::: DATA PROVIDED :::
PR #2149, opened 2022-12-22
Add "Source Action" entry to the "Edit" main menu

### LINKED ISSUE #2066: Suggestions for `Source Action...` menu handling

jwortmann:
Same as #2141, but for "Source Action".

I also moved "Format File" and "Format Selection" into a submenu.

edit-menu

Note that no diagnostics are sent when requesting the "source" and "refactor" actions, but I would expect those actions to not depend on diagnostics, so I think this should be okay.

It would be good if someone could test it with a server that also provides "source" actions.

---

And I've experimented a little bit with the context menu, but I'm not happy with how it turns out if the same submenus for "Refactor" and "Source Action" are applied to the context menu. Because those menu items for the submenus cannot be hidden if they contain no items. That means that they will always be present in the context menu, even if no LSP is running (for example for basic `.txt` files).

The following example demonstrates this, (here also with the "Goto..." commands grouped into a submenu):
menu

Furthermore, in a quick test it didn't work reliably for me from the context menu, even though (or maybe because) I think I properly took into account that the region for the code actions request should be derived from the mouse cursor / menu position, and not from the selection when triggered from the context menu. (I think this is also a bug currently existing in the `lsp_code_action` command, which doesn't work from the context menu if the selection/caret is at another position)

Due to these reasons the context menu is unchanged for now.

Closes #2066

### DIFF
--- a/plugin/code_actions.py
+++ b/plugin/code_actions.py
@@ -353,6 +353,7 @@ class LspCodeActionsCommand(LspTextCommand):
 
 
 class LspMenuActionCommand(LspTextCommand, metaclass=ABCMeta):
+    """Handles a particular kind of code actions with the purpose to list them as items in a submenu."""
 
     capability = 'codeActionProvider'
 
--- a/plugin/code_actions.py
+++ b/plugin/code_actions.py
@@ -84,18 +84,15 @@ class CodeActionsManager:
         def response_filter(session: Session, actions: List[CodeActionOrCommand]) -> List[CodeActionOrCommand]:
             # Filter out non "quickfix" code actions unless "only_kinds" is provided.
             if only_kinds:
+                code_actions = [cast(CodeAction, a) for a in actions if not is_command(a) and not a.get('disabled')]
                 if manual and only_kinds == MENU_ACTIONS_KINDS:
-                    code_actions = [cast(CodeAction, a) for a in actions if not is_command(a) and not a.get('disabled')]
                     for action in code_actions:
                         kind = action.get('kind')
                         if kinds_include_kind([CodeActionKind.Refactor], kind):
                             self.refactor_actions_cache.append((session.config.name, action))
                         elif kinds_include_kind([CodeActionKind.Source], kind):
                             self.source_actions_cache.append((session.config.name, action))
-                return [
-                    a for a in actions
-                    if not is_command(a) and kinds_include_kind(only_kinds, a.get('kind')) and not a.get('disabled')
-                ]
+                return [action for action in code_actions if kinds_include_kind(only_kinds, action.get('kind'))]
             if manual:
                 return [a for a in actions if not a.get('disabled')]
             # On implicit (selection change) request, only return commands and quick fix kinds.
--- a/plugin/code_actions.py
+++ b/plugin/code_actions.py
@@ -17,12 +17,15 @@ from .core.views import first_selection_region
 from .core.views import format_code_actions_for_quick_panel
 from .core.views import text_document_code_action_params
 from .save_command import LspSaveCommand, SaveTask
+from abc import ABCMeta
+from abc import abstractmethod
 from functools import partial
 import sublime
 
 ConfigName = str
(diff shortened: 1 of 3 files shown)


jwortmann:
By the way, the ST core issue for the "hide empty submenu" problem is at https://github.com/sublimehq/sublime_text/issues/1859.

plugin/code_actions.py
```diff
@@ -63,9 +67,10 @@ def request_for_region_async(
                     return task
                 else:
                     self._response_cache = None
-        elif only_kinds == [CodeActionKind.Refactor]:
-            self.refactor_actions_key = "{}#{}:{}".format(view.buffer_id(), view.change_count(), region)
+        elif only_kinds == MENU_ACTIONS_KINDS:
```
rchl, line 70: Python will not handle it correctly when both lists have the same items but in different order but I guess you are assuming that that's OK because we expect to only care about our specific request that we make?

rchl (approved):

rchl:
> Furthermore, in a quick test it didn't work reliably for me from the context menu, even though (or maybe because) I think I properly took into account that the region for the code actions request should be derived from the mouse cursor / menu position, and not from the selection when triggers from the context menu. (I think this is also a bug currently existing in the `lsp_code_action` command, which doesn't work from the context menu if the selection/caret is at another position)

As far as that, I've also been thinking about this before and on one hand I agree that ideally the action should be triggered in the place that was right clicked rather than the current cursor position but on the other hand, this would be confusing because in ST the cursor doesn't move to the location that was right clicked unlike in many other programs. For example in VSCode it moves. In browsers it doesn't move in plain text field but it does in Discord/Slack input field or Gmail compose field for example.

Even in ST the built-in "Goto definition" seems to use the event position while the `Line History...` that opens Sublime Merge doesn't...

But still I'd lean towards using event position.

plugin/code_actions.py
jwortmann: If I understand it correctly, you mean for example that `[1, 2] != [2, 1]`, but that should be irrelevant here, because we always refer to the `MENU_ACTIONS_KINDS` variable now, both when passing `only_kinds` to the function for the request, and then on this line when comparing it.

jwortmann:
> because in ST the cursor doesn't move to the location that was right clicked unlike in many other programs. For example in VSCode it moves.

Interesting, I never particularly noticed that, but you are right. If we were a bit reckless, we could do the same:
```python
import sublime_plugin


class ContextMenuMoveCaretCommand(sublime_plugin.TextCommand):

    def is_enabled(self, event):
        return False

    def is_visible(self, event):
        if isinstance(event, dict) and 'x' in event and 'y' in event and self.view.settings().get('lsp_active'):
            pt = self.view.window_to_text((event['x'], event['y']))
            self.view.run_command('lsp_selection_set', {'regions': [(pt, pt)]})
        return False

    def want_event(self):
        return True

    def run(self, edit, event):
        pass
```

*Context.sublime-menu:*
```json
[
    { "command": "context_menu_move_caret" },
]
```
But not that I would reccomend it.

> But still I'd lean towards using event position.

I think I do too. It might be an uncomfortable change for a small number of users who got used to click anywhere else in the view to open code actions for the current selection. But on the other hand, the event position is already used for the "Goto..." commands and "Find References" (not for "Format Selection" and "Expand Selection", but for those it wouldn't make sense to not use the selection).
:::
● **HOW TO COMPLETE THIS TASK**
Across the entries above, find each line with the word "manual" and please copy it out.

● **ANSWER TO THIS TASK**
                 if manual and only_kinds == MENU_ACTIONS_KINDS:
             if manual:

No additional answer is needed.